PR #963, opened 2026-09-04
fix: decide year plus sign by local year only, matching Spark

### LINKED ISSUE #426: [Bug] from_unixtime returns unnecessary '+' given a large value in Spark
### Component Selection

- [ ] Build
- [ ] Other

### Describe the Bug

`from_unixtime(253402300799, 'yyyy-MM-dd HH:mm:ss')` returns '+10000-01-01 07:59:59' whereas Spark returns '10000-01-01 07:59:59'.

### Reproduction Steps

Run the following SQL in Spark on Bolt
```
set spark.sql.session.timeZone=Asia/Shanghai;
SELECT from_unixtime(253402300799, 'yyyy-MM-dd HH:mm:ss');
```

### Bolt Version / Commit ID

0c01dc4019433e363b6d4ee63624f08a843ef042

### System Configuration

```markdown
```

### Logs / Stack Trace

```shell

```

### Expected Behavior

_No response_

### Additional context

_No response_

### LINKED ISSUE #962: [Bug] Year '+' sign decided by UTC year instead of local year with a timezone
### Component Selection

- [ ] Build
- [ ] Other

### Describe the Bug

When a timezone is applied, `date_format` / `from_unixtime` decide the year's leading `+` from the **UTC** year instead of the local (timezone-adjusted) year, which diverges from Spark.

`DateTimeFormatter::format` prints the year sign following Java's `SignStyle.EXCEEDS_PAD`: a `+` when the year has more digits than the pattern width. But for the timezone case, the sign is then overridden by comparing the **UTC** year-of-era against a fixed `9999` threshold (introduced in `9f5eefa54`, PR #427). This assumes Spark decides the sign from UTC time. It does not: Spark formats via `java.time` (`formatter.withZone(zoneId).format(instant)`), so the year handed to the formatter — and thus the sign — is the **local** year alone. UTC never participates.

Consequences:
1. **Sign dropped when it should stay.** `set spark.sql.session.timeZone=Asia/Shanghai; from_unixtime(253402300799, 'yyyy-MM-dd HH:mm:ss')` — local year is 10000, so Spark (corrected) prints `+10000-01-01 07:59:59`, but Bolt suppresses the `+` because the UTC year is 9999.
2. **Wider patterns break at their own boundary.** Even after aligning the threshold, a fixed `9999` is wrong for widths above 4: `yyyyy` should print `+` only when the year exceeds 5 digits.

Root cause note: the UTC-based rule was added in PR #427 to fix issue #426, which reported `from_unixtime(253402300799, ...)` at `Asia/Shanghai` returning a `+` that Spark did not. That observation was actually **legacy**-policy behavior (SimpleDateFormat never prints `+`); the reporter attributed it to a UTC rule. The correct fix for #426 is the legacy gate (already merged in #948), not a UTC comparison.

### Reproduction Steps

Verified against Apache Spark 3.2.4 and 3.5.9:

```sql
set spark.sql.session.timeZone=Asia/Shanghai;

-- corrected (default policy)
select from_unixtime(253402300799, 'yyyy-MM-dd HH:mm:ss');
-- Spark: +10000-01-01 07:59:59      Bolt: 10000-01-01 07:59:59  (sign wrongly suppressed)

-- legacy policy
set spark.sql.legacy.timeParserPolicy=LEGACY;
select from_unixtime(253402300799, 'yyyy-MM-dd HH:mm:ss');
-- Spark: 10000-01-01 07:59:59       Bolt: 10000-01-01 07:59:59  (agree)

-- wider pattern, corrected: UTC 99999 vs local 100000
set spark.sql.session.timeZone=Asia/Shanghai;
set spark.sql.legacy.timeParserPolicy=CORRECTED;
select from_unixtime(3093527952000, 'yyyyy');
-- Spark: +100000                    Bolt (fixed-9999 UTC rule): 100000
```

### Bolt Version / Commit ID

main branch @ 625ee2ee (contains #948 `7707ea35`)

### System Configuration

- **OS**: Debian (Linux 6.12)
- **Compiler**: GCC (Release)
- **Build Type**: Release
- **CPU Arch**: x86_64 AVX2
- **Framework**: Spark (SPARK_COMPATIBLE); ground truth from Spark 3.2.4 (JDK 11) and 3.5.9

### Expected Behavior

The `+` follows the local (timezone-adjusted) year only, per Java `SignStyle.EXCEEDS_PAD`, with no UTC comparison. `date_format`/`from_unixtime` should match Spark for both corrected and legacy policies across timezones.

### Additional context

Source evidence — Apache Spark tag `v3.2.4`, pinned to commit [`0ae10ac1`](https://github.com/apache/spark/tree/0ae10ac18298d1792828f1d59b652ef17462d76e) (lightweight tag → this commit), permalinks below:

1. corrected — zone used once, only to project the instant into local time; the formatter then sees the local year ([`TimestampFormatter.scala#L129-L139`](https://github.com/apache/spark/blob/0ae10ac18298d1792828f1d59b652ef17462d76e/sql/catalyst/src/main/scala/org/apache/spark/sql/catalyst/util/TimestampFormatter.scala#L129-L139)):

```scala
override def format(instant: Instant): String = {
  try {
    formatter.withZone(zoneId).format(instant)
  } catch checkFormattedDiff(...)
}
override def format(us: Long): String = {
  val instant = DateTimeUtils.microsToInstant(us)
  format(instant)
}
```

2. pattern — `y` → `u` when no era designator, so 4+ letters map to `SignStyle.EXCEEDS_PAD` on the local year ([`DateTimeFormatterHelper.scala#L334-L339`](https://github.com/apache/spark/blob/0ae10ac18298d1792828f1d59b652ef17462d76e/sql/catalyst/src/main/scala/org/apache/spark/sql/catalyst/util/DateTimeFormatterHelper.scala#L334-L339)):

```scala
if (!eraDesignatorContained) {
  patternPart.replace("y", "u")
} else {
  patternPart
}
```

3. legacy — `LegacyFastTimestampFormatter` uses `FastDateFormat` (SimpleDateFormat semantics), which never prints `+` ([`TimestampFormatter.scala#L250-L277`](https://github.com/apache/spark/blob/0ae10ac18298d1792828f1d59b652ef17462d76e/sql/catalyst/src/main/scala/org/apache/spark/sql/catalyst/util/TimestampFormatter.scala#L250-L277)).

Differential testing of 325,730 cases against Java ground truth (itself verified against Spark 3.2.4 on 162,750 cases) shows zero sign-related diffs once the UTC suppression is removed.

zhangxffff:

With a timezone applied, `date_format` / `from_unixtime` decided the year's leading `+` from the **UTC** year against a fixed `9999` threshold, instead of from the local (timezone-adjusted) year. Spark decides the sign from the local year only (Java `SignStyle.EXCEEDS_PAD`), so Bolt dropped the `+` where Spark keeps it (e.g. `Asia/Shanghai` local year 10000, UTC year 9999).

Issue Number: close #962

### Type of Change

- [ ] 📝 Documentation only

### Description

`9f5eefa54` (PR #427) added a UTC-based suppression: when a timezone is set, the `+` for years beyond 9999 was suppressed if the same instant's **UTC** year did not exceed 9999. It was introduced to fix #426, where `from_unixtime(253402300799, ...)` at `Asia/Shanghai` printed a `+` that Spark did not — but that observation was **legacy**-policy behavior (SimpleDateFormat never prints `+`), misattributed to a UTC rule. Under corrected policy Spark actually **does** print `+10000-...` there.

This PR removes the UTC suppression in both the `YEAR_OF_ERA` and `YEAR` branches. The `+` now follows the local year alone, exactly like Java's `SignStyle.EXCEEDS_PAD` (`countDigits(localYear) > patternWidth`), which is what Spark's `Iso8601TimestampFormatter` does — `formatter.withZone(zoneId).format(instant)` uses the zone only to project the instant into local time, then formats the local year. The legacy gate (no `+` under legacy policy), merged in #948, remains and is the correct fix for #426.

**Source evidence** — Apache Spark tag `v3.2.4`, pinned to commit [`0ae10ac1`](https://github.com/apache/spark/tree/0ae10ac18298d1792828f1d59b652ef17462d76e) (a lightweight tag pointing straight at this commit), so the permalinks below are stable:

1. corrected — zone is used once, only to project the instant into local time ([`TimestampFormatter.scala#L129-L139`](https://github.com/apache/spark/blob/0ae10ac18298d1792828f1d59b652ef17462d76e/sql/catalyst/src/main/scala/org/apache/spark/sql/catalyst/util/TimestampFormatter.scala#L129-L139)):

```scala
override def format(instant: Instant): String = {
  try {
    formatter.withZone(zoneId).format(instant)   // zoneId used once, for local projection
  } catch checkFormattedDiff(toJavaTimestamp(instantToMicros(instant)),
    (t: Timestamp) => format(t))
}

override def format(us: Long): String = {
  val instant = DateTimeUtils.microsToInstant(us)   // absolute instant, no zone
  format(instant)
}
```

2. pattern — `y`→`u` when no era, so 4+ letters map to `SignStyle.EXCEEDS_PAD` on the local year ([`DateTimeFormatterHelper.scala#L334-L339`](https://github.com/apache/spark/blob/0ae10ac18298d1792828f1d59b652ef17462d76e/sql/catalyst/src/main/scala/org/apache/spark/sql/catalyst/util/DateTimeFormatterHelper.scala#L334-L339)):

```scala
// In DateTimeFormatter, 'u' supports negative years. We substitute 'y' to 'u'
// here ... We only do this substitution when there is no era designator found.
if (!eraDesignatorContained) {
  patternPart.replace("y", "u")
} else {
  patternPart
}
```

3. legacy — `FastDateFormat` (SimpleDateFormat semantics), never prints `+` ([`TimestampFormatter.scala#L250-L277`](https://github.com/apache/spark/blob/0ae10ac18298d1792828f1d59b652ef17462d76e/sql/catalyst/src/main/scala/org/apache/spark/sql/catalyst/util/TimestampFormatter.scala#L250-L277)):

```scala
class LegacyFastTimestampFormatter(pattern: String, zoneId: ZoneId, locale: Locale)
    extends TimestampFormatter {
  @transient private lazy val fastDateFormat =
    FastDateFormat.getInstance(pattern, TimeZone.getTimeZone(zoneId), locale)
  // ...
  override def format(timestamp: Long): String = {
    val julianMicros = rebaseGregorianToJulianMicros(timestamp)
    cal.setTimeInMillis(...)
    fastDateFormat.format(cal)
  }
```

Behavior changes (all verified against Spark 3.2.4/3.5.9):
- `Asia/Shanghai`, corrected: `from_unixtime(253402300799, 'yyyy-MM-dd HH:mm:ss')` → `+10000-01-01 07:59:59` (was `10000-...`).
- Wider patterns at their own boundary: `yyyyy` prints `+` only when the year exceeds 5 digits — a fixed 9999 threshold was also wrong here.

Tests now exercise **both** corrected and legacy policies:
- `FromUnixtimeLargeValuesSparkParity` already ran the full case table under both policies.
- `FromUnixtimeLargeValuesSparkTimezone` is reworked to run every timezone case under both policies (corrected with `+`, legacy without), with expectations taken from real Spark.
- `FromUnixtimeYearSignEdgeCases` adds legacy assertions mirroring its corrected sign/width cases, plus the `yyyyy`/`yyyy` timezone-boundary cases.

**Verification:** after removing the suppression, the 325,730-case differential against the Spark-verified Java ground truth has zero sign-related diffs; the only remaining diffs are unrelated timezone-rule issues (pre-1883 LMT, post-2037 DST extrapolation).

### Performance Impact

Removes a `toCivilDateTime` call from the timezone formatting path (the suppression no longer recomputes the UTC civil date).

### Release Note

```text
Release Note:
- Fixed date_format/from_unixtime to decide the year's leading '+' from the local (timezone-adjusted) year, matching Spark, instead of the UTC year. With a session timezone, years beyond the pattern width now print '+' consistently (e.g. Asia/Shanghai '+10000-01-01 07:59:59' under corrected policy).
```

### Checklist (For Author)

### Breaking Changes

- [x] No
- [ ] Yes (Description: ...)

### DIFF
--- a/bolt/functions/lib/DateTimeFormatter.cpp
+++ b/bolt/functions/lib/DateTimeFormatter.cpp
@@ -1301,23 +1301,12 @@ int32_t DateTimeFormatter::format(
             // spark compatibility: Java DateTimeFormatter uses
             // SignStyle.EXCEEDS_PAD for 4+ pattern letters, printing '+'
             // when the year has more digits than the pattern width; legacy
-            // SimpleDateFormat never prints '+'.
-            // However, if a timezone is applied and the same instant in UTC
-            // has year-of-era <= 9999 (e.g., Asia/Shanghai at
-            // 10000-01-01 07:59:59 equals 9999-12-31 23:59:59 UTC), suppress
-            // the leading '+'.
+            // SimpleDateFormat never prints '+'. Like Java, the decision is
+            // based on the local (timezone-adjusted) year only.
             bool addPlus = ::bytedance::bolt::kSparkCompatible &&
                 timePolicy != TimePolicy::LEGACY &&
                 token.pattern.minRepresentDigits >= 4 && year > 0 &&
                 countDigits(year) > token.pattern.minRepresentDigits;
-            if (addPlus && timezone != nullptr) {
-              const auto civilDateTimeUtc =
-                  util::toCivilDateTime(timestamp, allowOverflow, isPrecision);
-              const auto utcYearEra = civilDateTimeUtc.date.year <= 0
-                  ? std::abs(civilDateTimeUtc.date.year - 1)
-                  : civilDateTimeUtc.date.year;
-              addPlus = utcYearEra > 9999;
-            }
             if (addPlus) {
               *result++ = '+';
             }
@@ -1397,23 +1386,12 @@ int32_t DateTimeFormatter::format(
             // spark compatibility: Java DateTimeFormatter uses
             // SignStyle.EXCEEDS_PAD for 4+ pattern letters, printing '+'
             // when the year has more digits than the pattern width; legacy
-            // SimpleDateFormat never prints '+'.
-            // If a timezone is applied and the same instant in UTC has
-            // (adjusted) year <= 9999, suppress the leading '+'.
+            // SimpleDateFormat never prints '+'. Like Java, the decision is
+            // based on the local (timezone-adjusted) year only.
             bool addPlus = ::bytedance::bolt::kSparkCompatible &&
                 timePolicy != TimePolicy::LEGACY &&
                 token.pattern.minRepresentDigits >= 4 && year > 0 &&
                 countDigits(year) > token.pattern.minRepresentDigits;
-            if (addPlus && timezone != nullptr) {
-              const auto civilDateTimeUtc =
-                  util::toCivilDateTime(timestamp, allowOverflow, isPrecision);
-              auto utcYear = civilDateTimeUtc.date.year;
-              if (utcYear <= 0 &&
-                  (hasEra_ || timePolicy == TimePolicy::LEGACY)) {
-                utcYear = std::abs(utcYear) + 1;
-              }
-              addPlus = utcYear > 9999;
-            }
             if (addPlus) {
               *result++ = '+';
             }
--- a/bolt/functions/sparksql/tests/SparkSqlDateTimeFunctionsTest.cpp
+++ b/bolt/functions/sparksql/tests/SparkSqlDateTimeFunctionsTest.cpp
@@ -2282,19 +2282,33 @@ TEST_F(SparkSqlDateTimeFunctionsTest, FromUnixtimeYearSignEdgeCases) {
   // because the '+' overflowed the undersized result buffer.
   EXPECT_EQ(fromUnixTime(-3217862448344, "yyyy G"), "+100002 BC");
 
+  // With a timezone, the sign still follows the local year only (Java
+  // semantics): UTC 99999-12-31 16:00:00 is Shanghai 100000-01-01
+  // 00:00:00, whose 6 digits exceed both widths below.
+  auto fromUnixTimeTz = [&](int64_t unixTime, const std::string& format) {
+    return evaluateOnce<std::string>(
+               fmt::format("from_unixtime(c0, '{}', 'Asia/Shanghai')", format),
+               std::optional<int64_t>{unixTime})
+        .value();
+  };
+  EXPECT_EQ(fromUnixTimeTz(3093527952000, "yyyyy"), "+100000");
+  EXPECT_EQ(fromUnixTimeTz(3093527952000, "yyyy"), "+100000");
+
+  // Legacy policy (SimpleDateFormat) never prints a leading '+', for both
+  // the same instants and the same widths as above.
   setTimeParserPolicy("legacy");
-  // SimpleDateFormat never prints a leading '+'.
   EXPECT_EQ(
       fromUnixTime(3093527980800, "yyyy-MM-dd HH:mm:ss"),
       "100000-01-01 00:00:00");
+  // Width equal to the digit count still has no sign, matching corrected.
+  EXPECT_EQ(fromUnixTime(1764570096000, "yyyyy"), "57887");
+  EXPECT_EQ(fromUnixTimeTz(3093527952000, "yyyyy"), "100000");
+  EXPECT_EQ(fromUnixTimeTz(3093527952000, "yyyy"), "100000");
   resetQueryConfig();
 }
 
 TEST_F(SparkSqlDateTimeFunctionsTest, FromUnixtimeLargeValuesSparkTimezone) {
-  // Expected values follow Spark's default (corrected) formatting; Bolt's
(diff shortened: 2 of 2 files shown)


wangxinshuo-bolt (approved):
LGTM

## YOUR GOAL:
Show each line of the material that includes the string "applied" by copying it.

## WRITTEN REPLY:
When a timezone is applied, `date_format` / `from_unixtime` decide the year's leading `+` from the **UTC** year instead of the local (timezone-adjusted) year, which diverges from Spark.
With a timezone applied, `date_format` / `from_unixtime` decided the year's leading `+` from the **UTC** year against a fixed `9999` threshold, instead of from the local (timezone-adjusted) year. Spark decides the sign from the local year only (Java `SignStyle.EXCEEDS_PAD`), so Bolt dropped the `+` where Spark keeps it (e.g. `Asia/Shanghai` local year 10000, UTC year 9999).
-            // However, if a timezone is applied and the same instant in UTC
-            // If a timezone is applied and the same instant in UTC has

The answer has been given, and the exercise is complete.